Just try your best. When playing an open C chord, place your 3rd and 2nd finger in good position, and then reach back with your first.



iamthewalrus said:


> I did get a few lessons in classical a long time ago, and I find hiding the thumb easier with that playing position, kinda awkward with the guitar on the right leg.


Classical guitars have a shorter string length, and the neck joins the body at the 12th fret, so having the guitar on your left leg works nicely.

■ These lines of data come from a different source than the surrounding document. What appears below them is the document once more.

PR #109, opened 2024-10-07
feat: add missing utilities used by celestia-node

vgonkivs:
## Overview
Added missing functionality that is commonly used by the node team.

### DIFF
--- a/share/blob.go
+++ b/share/blob.go
@@ -150,7 +150,7 @@ func SortBlobs(blobs []*Blob) {
 	})
 }
 
-// ToShares converts blob's data back to share.
+// ToShares converts blob's data back to shares.
 func (b *Blob) ToShares() ([]Share, error) {
 	splitter := NewSparseShareSplitter()
 	err := splitter.Write(b)
--- a/share/blob.go
+++ b/share/blob.go
@@ -151,6 +151,16 @@ func SortBlobs(blobs []*Blob) {
 	})
 }
 
+// ToShares converts blob's data back to share.
+func (b *Blob) ToShares() ([]Share, error) {
+	splitter := NewSparseShareSplitter()
+	err := splitter.Write(b)
+	if err != nil {
+		return nil, err
+	}
+	return splitter.Export(), nil
+}
+
 // IsValidBlobNamespace returns a true if this namespace is a valid user-specifiable
 // blob namespace.
 func IsValidBlobNamespace(ns Namespace) bool {
--- a/share/blob.go
+++ b/share/blob.go
@@ -151,9 +151,9 @@ func SortBlobs(blobs []*Blob) {
 	})
 }
 
-// IsBlobNamespace returns a true if this namespace is a valid user-specifiable
+// IsValidBlobNamespace returns a true if this namespace is a valid user-specifiable
 // blob namespace.
-func IsBlobNamespace(ns Namespace) bool {
+func IsValidBlobNamespace(ns Namespace) bool {
 	if ns.IsReserved() {
 		return false
 	}
--- a/share/blob.go
+++ b/share/blob.go
@@ -3,7 +3,6 @@ package share
 import (
 	"errors"
 	"fmt"
-	"slices"
 	"sort"
 
 	v1 "github.com/celestiaorg/go-square/v2/proto/blob/v1"
@@ -159,21 +158,4 @@ func (b *Blob) ToShares() ([]Share, error) {
 		return nil, err
 	}
 	return splitter.Export(), nil
-}
-
-// IsValidBlobNamespace returns a true if this namespace is a valid user-specifiable
-// blob namespace.
-func IsValidBlobNamespace(ns Namespace) bool {
-	if ns.IsReserved() {
-		return false
-	}
-
-	if !ns.IsUsableNamespace() {
-		return false
-	}
-
-	if !slices.Contains(SupportedBlobNamespaceVersions, ns.Version()) {
-		return false
-	}
-	return true
 }
--- a/share/blob.go
+++ b/share/blob.go
@@ -3,6 +3,7 @@ package share
 import (
 	"errors"
 	"fmt"
+	"slices"
 	"sort"
 
 	v1 "github.com/celestiaorg/go-square/v2/proto/blob/v1"
@@ -148,4 +149,21 @@ func SortBlobs(blobs []*Blob) {
 	sort.SliceStable(blobs, func(i, j int) bool {
 		return blobs[i].Compare(blobs[j]) < 0
 	})
+}
+
+// IsBlobNamespace returns a true if this namespace is a valid user-specifiable
+// blob namespace.
+func IsBlobNamespace(ns Namespace) bool {
+	if ns.IsReserved() {
+		return false
+	}
+
+	if !ns.IsUsableNamespace() {
+		return false
+	}
+
+	if !slices.Contains(SupportedBlobNamespaceVersions, ns.Version()) {
+		return false
+	}
+	return true
 }
--- a/share/blob_test.go
+++ b/share/blob_test.go
@@ -63,6 +63,16 @@ func TestBlobConstructor(t *testing.T) {
 	_, err = NewBlob(ns2, data, 0, nil)
 	require.Error(t, err)
 	require.Contains(t, err.Error(), "namespace version must be 0")
+
+	blob, err := NewBlob(ns, data, 0, nil)
+	require.NoError(t, err)
+	shares, err := blob.ToShares()
+	require.NoError(t, err)
+	blobList, err := parseSparseShares(shares)
+	require.NoError(t, err)
+	require.Len(t, blobList, 1)
+	require.Equal(t, blob, blobList[0])
+
 }
 
 func TestNewBlobFromProto(t *testing.T) {
--- a/share/blob_test.go
+++ b/share/blob_test.go
@@ -72,7 +72,6 @@ func TestBlobConstructor(t *testing.T) {
 	require.NoError(t, err)
 	require.Len(t, blobList, 1)
 	require.Equal(t, blob, blobList[0])
-
 }
 
 func TestNewBlobFromProto(t *testing.T) {
--- a/share/namespace.go
+++ b/share/namespace.go
@@ -218,10 +218,6 @@ func (n Namespace) IsBlobNamespace() bool {
 		return false
 	}
 
-	if n.IsReserved() {
-		return false
-	}
-
 	if !slices.Contains(SupportedBlobNamespaceVersions, n.Version()) {
 		return false
 	}
--- a/share/namespace.go
+++ b/share/namespace.go
@@ -5,6 +5,7 @@ import (
 	"encoding/hex"
 	"encoding/json"
 	"fmt"
+	"slices"
 )
 
 type Namespace struct {
@@ -34,11 +35,8 @@ func (n *Namespace) UnmarshalJSON(data []byte) error {
 // NewNamespace validates the provided version and id and returns a new namespace.
 // This should be used for user specified namespaces.
 func NewNamespace(version uint8, id []byte) (Namespace, error) {
-	if err := ValidateUserNamespace(version, id); err != nil {
-		return Namespace{}, err
-	}
-
-	return newNamespace(version, id), nil
+	ns := newNamespace(version, id)
+	return ns, ns.ValidateUserNamespace()
 }
 
 func newNamespace(version uint8, id []byte) Namespace {
@@ -66,13 +64,9 @@ func NewNamespaceFromBytes(bytes []byte) (Namespace, error) {
 	if len(bytes) != NamespaceSize {
 		return Namespace{}, fmt.Errorf("invalid namespace length: %d. Must be %d bytes", len(bytes), NamespaceSize)
 	}
-	if err := ValidateUserNamespace(bytes[VersionIndex], bytes[NamespaceVersionSize:]); err != nil {
-		return Namespace{}, err
-	}
 
-	return Namespace{
-		data: bytes,
-	}, nil
+	ns := Namespace{data: bytes}
+	return ns, ns.ValidateUserNamespace()
 }
 
 // NewV0Namespace returns a new namespace with version 0 and the provided subID. subID
@@ -123,17 +117,17 @@ func (n Namespace) String() string {
 // supported or the provided id does not meet the requirements
 // for the provided version. This should be used for validating
 // user specified namespaces
-func ValidateUserNamespace(version uint8, id []byte) error {
-	err := validateVersionSupported(version)
+func (n Namespace) ValidateUserNamespace() error {
+	err := n.validateVersionSupported()
 	if err != nil {
 		return err
 	}
-	return validateID(version, id)
+	return n.validateID()
 }
 
 // ValidateForData checks if the Namespace is of real/useful data.
-func ValidateForData(n Namespace) error {
-	if err := ValidateUserNamespace(n.Version(), n.ID()); err != nil {
+func (n Namespace) ValidateForData() error {
+	if err := n.ValidateUserNamespace(); err != nil {
 		return err
 	}
 	if !n.IsUsableNamespace() {
@@ -143,22 +137,22 @@ func ValidateForData(n Namespace) error {
 }
 
 // validateVersionSupported returns an error if the version is not supported.
-func validateVersionSupported(version uint8) error {
-	if version != NamespaceVersionZero && version != NamespaceVersionMax {
-		return fmt.Errorf("unsupported namespace version %v", version)
+func (n Namespace) validateVersionSupported() error {
+	if n.Version() != NamespaceVersionZero && n.Version() != NamespaceVersionMax {
+		return fmt.Errorf("unsupported namespace version %v", n.Version())
 	}
 	return nil
 }
 
 // validateID returns an error if the provided id does not meet the requirements
 // for the provided version.
-func validateID(version uint8, id []byte) error {
-	if len(id) != NamespaceIDSize {
-		return fmt.Errorf("unsupported namespace id length: id %v must be %v bytes but it was %v bytes", id, NamespaceIDSize, len(id))
+func (n Namespace) validateID() error {
+	if len(n.ID()) != NamespaceIDSize {
+		return fmt.Errorf("unsupported namespace id length: id %v must be %v bytes but it was %v bytes", n.ID(), NamespaceIDSize, len(n.ID()))
 	}
 
-	if version == NamespaceVersionZero && !bytes.HasPrefix(id, NamespaceVersionZeroPrefix) {
-		return fmt.Errorf("unsupported namespace id with version %v. ID %v must start with %v leading zeros", version, id, len(NamespaceVersionZeroPrefix))
+	if n.Version() == NamespaceVersionZero && !bytes.HasPrefix(n.ID(), NamespaceVersionZeroPrefix) {
+		return fmt.Errorf("unsupported namespace id with version %v. ID %v must start with %v leading zeros", n.Version(), n.ID(), len(NamespaceVersionZeroPrefix))
 	}
 	return nil
 }
@@ -215,6 +209,23 @@ func (n Namespace) Repeat(times int) []Namespace {
 		ns[i] = n.deepCopy()
 	}
 	return ns
+}
+
+// IsBlobNamespace returns true if this namespace is a valid user-specifiable
+// blob namespace.
+func (n Namespace) IsBlobNamespace() bool {
+	if err := n.ValidateForData(); err != nil {
+		return false
+	}
+
+	if n.IsReserved() {
+		return false
+	}
+
+	if !slices.Contains(SupportedBlobNamespaceVersions, n.Version()) {
+		return false
+	}
+	return true
 }
 
 func (n Namespace) Equals(n2 Namespace) bool {
--- a/share/namespace.go
+++ b/share/namespace.go
@@ -16,7 +16,7 @@ func (n Namespace) MarshalJSON() ([]byte, error) {
 	return json.Marshal(n.data)
 }
 
-// MarshalJSON decodes json bytes to the namespace.
+// UnmarshalJSON decodes json bytes to the namespace.
 func (n *Namespace) UnmarshalJSON(data []byte) error {
 	var buf []byte
 	if err := json.Unmarshal(data, &buf); err != nil {
--- a/share/namespace.go
+++ b/share/namespace.go
@@ -127,11 +127,11 @@ func (n Namespace) ValidateUserNamespace() error {
 
 // ValidateForData checks if the Namespace is of real/useful data.
 func (n Namespace) ValidateForData() error {
-	if err := n.ValidateUserNamespace(); err != nil {
-		return err
-	}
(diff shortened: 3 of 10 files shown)


share/share_test.go
```diff
@@ -238,3 +238,15 @@ func TestShareToBytesAndFromBytes(t *testing.T) {
 	require.NoError(t, err)
 	assert.Equal(t, shares, reconstructedShares)
 }
+
+func TestMarshalShare(t *testing.T) {
+	sh := RandShares(1)
```
cristaloleg, line 243:
```suggestion
	sh := RandShares(1)[0]
```

So you don't need to keep `[0]` below.

share/blob.go
```diff
@@ -149,3 +150,20 @@ func SortBlobs(blobs []*Blob) {
 		return blobs[i].Compare(blobs[j]) < 0
 	})
 }
+
+// IsBlobNamespace returns a true if this namespace is a valid user-specifiable
+// blob namespace.
+func IsBlobNamespace(ns Namespace) bool {
```
cristaloleg, line 156:
```suggestion
func IsValidBlobNamespaceName(ns Namespace) bool {
```

WDYT ?

share/namespace.go
```diff
@@ -2,13 +2,35 @@ package share
...
 type Namespace struct {
 	data []byte
 }
 
+// MarshalJSON encodes namespace to the json encoded bytes.
+func (n Namespace) MarshalJSON() ([]byte, error) {
+	return json.Marshal(n.data)
+}
+
+// MarshalJSON decodes json bytes to the namespace.
```
rootulp, line 19:
```suggestion
// UnmarshalJSON decodes json bytes to the namespace.
```

share/namespace.go
```diff
@@ -203,6 +241,31 @@ func (n Namespace) Compare(n2 Namespace) int {
 	return bytes.Compare(n.data, n2.data)
 }
 
+// IsOutsideRange checks if the namespace is outside the min-max range of the given hashes.
+func (n Namespace) IsOutsideRange(leftHash, rightHash []byte) bool {
+	if len(leftHash) < NamespaceSize || len(rightHash) < 2*NamespaceSize {
```
rootulp, line 246: [question] how can the rightHash be 2 * the namespace size? I would expect leftHash and rightHash to be the same length and that length == NamespaceSize.

In this context, what is hash? I interpret it as the namespace of a left child or right child in an NMT.

share/random_namespace.go
```diff
@@ -38,22 +39,55 @@ func RandomBlobNamespace() Namespace {
...
 }
 
-// isBlobNamespace returns an true if this namespace is a valid user-specifiable
-// blob namespace.
-func isBlobNamespace(ns Namespace) bool {
-	if ns.IsReserved() {
-		return false
+// AddInt adds arbitrary int value to namespace, treating namespace as big-endian
+// implementation of int
+func AddInt(n Namespace, val int) (Namespace, error) {
```
rootulp, line 50: [question] why does celestia-node need to add ints to a namespace? It seems confusing that this library exposes a method to add an integer to a type (namespace) that doesn't really support that.

If you need a way to generate namespaces that are each one after the other, I propose we create a different utility method that generates and returns ascending namespaces instead of adding this function.

share/random_shares.go
```diff
@@ -0,0 +1,69 @@
+package share
+
+import (
+	"bytes"
+	"crypto/rand"
+	"fmt"
+	"sort"
+)
+
+// RandShares generate 'total' amount of shares filled with random data.
```
rootulp, line 10:
```suggestion
// RandShares generates total amount of shares and fills them with random data.
```

share/random_shares.go
```diff
@@ -0,0 +1,69 @@
...
+			panic(err)
+		}
+
+		shares[i] = *sh
+	}
+	sort.Slice(shares, func(i, j int) bool { return bytes.Compare(shares[i].ToBytes(), shares[j].ToBytes()) < 0 })
+	return shares
+}
+
+// RandSharesWithNamespace is same the as RandShares, but sets same namespace for all shares.
```
rootulp, line 38:
```suggestion
// RandSharesWithNamespace is the same as RandShares, but sets the same namespace for all shares.
```

rootulp (commented):
Not blocking but I have a few questions before approving.

share/random_namespace.go
vgonkivs: we need it for some tricky test cases in the node. I propose to explicitly add `t* testing.T` to the argument list

share/namespace.go
vgonkivs: This is the root hash of the NMT, and IIRC, it has a length of 90 bytes.

share/random_namespace.go
rootulp: Yea that works. Also could help to add a Godoc like this:

```go
// AddInt adds arbitrary int value to namespace, treating namespace as big-endian
// implementation of int. Note: should only be used for tests.
func AddInt(t *testing.T, n Namespace, val int) (Namespace, error) {
```

share/namespace.go
rootulp: thanks! Not blocking but the param names are confusing. It seems like `leftHash` is expected to be the length of a namespace and rightHash is expected to be the length of two namespaces concatenated. Would it makes sense to rename:

- leftHash => leftNamespace
- rightHash => rootHash

perhaps with additional comments that describe the expected length of both

vgonkivs: I'm starting to think that `IsOutsideRange` will be useful only for the node. Maybe it's better to keep it there as a helper function?

rootulp: Works for me

share/blob.go
vgonkivs: I'd just leave `IsValidBlobNamespace`

share/namespace.go
vgonkivs: moved to node

share/blob.go
```diff
@@ -149,3 +150,20 @@ func SortBlobs(blobs []*Blob) {
 		return blobs[i].Compare(blobs[j]) < 0
 	})
 }
+
+// IsValidBlobNamespace returns a true if this namespace is a valid user-specifiable
+// blob namespace.
+func IsValidBlobNamespace(ns Namespace) bool {
```
Wondertan, line 156: Seems like we have two patterns for namespace validators func signatures.
* ValidateForData
* IsValidBlobNamespace.

Worth unifying them.

[blocking]

share/namespace.go
```diff
@@ -2,13 +2,35 @@ package share
...
 	"fmt"
 )
 
 type Namespace struct {
 	data []byte
 }
 
+// MarshalJSON encodes namespace to the json encoded bytes.
+func (n Namespace) MarshalJSON() ([]byte, error) {
+	return json.Marshal(n.data)
```
Wondertan, line 16: We should consider making json marshalling human readable, like in hex instead.

Wondertan: Although, if that breaks something, then its not really worth it rn

share/namespace.go
```diff
@@ -104,6 +131,17 @@ func ValidateUserNamespace(version uint8, id []byte) error {
 	return validateID(version, id)
 }
 
+// ValidateForData checks if the Namespace is of real/useful data.
+func ValidateForData(n Namespace) error {
```
Wondertan, line 135: I wonder why we want to keep validators as functions rather than methods. Functions are harder to find when you work with namespaces, and usually, in the node, we want to validate them on the input. 

I guess it is more of a question to @cmwaters and @rootulp on why `ValidateUserNamespace` was made a func, while it could be `Namespace.ValidateUser` or `Namespace.IsUser`

[not blocking]

share/share.go
```diff
@@ -17,6 +18,20 @@ type Share struct {
...
+}
+
+func (s *Share) UnmarshalJSON(data []byte) error {
+	var buf []byte
+
+	if err := json.Unmarshal(data, &buf); err != nil {
+		return err
+	}
+	s.data = buf
+	return validateSize(s.data)
```
Wondertan, line 32: [blocking]

Check version

share/share.go
```diff
@@ -17,6 +18,20 @@ type Share struct {
 	data []byte
 }
 
+func (s Share) MarshalJSON() ([]byte, error) {
+	return json.Marshal(s.data)
+}
+
+func (s *Share) UnmarshalJSON(data []byte) error {
```
Wondertan, line 25: minor godoc for completeness

share/namespace.go
rootulp: Agreed methods seem preferable 👍 

Same [not blocking] comment, I don't think refactoring functions to methods needs to happen in this PR.

cmwaters: Yeah I agree with moving to methods

share/share.go
cmwaters: It depends what this gets used for. Erasure coded shares can have any random bytes of 512 in length. If we implemented this check here then if we were to unmarshal an EDS encoded in json it would always return an error

share/blob.go
cmwaters: Yeah `ValidateForData` seems redundant

share/share.go
Wondertan: Ok, good point. And there is no way to detect if that's a parity share by only looking at the bytes. Resolving

share/blob.go
vgonkivs: I think @Wondertan meant semantical unification.

share/blob_test.go
```diff
@@ -63,6 +63,16 @@ func TestBlobConstructor(t *testing.T) {
...
+
+	blob, err := NewBlob(ns, data, 0, nil)
+	require.NoError(t, err)
+	shares, err := blob.ToShares()
+	require.NoError(t, err)
+	blobList, err := parseSparseShares(shares)
+	require.NoError(t, err)
+	require.Len(t, blobList, 1)
+	require.Equal(t, blob, blobList[0])
+
```
rootulp, line 75:
```suggestion
```

share/blob.go
```diff
@@ -149,3 +150,30 @@ func SortBlobs(blobs []*Blob) {
...
+func (b *Blob) ToShares() ([]Share, error) {
+	splitter := NewSparseShareSplitter()
+	err := splitter.Write(b)
+	if err != nil {
+		return nil, err
+	}
+	return splitter.Export(), nil
+}
+
+// IsValidBlobNamespace returns a true if this namespace is a valid user-specifiable
```
rootulp, line 164:
```suggestion
// IsValidBlobNamespace returns true if this namespace is a valid user-specifiable
```

share/namespace.go
vgonkivs: Why should marshaling be human readable? This is a byte representation that will be sent over the wire. I've added `String()` method to the namespace, which makes it human-readable.

share/random_shares.go
```diff
@@ -0,0 +1,69 @@
...
+	"bytes"
+	"crypto/rand"
+	"fmt"
+	"sort"
+)
+
+// RandShares generates total amount of shares and fills them with random data.
+func RandShares(total int) []Share {
+	if total&(total-1) != 0 {
+		panic(fmt.Errorf("total must be power of 2: %d", total))
```
rootulp, line 13: [optional] return an error instead of `panic`ing. 

Tangent: it seems like a weird constraint that `RandShares` must be invoked with a power of `2`.

share/random_shares.go
```diff
@@ -0,0 +1,69 @@
...
+}
+
+// RandSharesWithNamespace is the same as RandShares, but sets the same namespace for all shares.
+func RandSharesWithNamespace(namespace Namespace, namespacedAmount, total int) []Share {
+	if total&(total-1) != 0 {
+		panic(fmt.Errorf("total must be power of 2: %d", total))
+	}
+
+	if namespacedAmount > total {
+		panic(fmt.Errorf("withNamespace must be less than total: %d", total))
```
rootulp, line 45: [nit] this panic message is pretty cryptic. Proposal to return an error message like this instead:

```suggestion
		return []Share{], fmt.Errorf("namespacedAmount %v must be less than or equal to total: %v", namespacedAmount, total))
```

rootulp (dismissed):

share/random_shares.go
rootulp: If the refactor to return an error is done, then the rest of this function can also return errors instead of panicing

rootulp (dismissed):
Still LGTM 👍

share/namespace.go
```diff
@@ -2,21 +2,41 @@ package share
...
 // This should be used for user specified namespaces.
 func NewNamespace(version uint8, id []byte) (Namespace, error) {
-	if err := ValidateUserNamespace(version, id); err != nil {
-		return Namespace{}, err
-	}
-
-	return newNamespace(version, id), nil
+	ns := newNamespace(version, id)
+	return ns, ns.ValidateUserNamespace()
 }
```
cmwaters, line 40: Why have you changed this such that the namespace is still returned even if invalid?

vgonkivs: it will return an error anyway in case it happened. Decided to have fewer lines of code.

share/namespace.go
```diff
@@ -92,35 +108,51 @@ func (n Namespace) ID() []byte {
...
+	err := n.validateVersionSupported()
 	if err != nil {
 		return err
 	}
-	return validateID(version, id)
+	return n.validateID()
+}
+
+// ValidateForData checks if the Namespace is of real/useful data.
+func (n Namespace) ValidateForData() error {
```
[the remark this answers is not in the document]
vgonkivs: I will add `IsReserved`  as you syggested.

share/namespace.go
cmwaters: but it does allow someone to potentially ignore the error and use the invalid namespace

share/namespace.go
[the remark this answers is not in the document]
cmwaters: Is it possible to consolidate with `IsBlobNamespace` or is there a difference?

share/namespace.go
walldiss: Agree with @cmwaters, that returning both invalid value and error is unusual and might be confusing for user

share/random_blobs.go
```diff
@@ -0,0 +1,64 @@
+package share
```
walldiss, line 1: How about to put test funcs into share_test package instead of main one?

share/random_namespace.go
```diff
@@ -38,22 +41,53 @@ func RandomBlobNamespace() Namespace {
...
 }
 
-// isBlobNamespace returns an true if this namespace is a valid user-specifiable
-// blob namespace.
-func isBlobNamespace(ns Namespace) bool {
-	if ns.IsReserved() {
-		return false
+// AddInt adds arbitrary int value to namespace, treating namespace as big-endian
+// implementation of int. Note: should only be used for tests.
+func AddInt(t *testing.T, n Namespace, val int) Namespace {
```
walldiss, line 52: Why limit they use by tests only? It used to just return an error in node code

share/namespace.go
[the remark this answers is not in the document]
vgonkivs: we can use `ValidateForData` to check the share's namespace where it necessary. IsBlobNamespace contains an extra condition that checks `SupportedBlobNamespaceVersions`

share/namespace.go
vgonkivs: done

share/random_namespace.go
vgonkivs: I thought we need this function for testing purposes only. If not, could you please share more context

share/random_blobs.go
vgonkivs: there are some cases where we are accessing private fields of the structs(not blob actually)

share/random_namespace.go
walldiss: It is just a handlful function as namespace method and might be used by some users. Making it free func makes it much harder to find and generally does not allign with out package structure, where we make such functions as method on core type (namespace). I see it handful to be it as part of common API, even if it is not currently used by us.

If I'm playing a dred, I sit more like a flamenco player (right leg crossed over left)



iamthewalrus said:


> I don't really understand the 1 2 4 over 1 3 4 thing or the reach with the 1st not 4th?


What I ment was if you have to play a riff that goes 12th 14th 16th fret, then use the fingering 1 2 4, not 1 3 4.

Practicing and playing are 2 different things IMO. When I practice, I always use proper technique. In the heat of battle, somethings go out the window, but I try my best to keep things proper.


----------



## Canadian Charlie (Apr 30, 2008)

Playing in front of a computer, 80% is surfing and 20% is playing:smilie_flagge17:


----------



## mrmatt1972 (Apr 3, 2008)

Not playing with other people is another bad habit. Other players force you out of ruts, make you play in time and it becomes very clear very fast if your soloing is in the right key.


----------



## maplebaby (Oct 26, 2008)

trying to work up tunes too fast and getting sloppy and muscle memory making it hard to 'unlearn' the sloppy and re-learn the correct way. Took me a couple decades to get this on under control!!


----------



## johnsatrimayer (Oct 14, 2009)

bad habit is having no habits at all. I NEED TO PRACTICE! :sport-smiley-002:


----------



## Mooh (Mar 7, 2007)

Internet forums. Man...the addiction continues.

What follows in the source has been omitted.